▶ _DATASET EXCERPT_:
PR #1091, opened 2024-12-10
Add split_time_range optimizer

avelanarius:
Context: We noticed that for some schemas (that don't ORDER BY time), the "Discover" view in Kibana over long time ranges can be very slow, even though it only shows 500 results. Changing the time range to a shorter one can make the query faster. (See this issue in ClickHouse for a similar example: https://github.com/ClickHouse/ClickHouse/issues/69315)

▶ _INSTRUCTIONS TO FOLLOW_: Repeat the whole listing exactly, keeping every line intact.

▶ _TASK OUTPUT_:
PR #1091, opened 2024-12-10
Add split_time_range optimizer

avelanarius:
Context: We noticed that for some schemas (that don't ORDER BY time), the "Discover" view in Kibana over long time ranges can be very slow, even though it only shows 500 results. Changing the time range to a shorter one can make the query faster. (See this issue in ClickHouse for a similar example: https://github.com/ClickHouse/ClickHouse/issues/69315)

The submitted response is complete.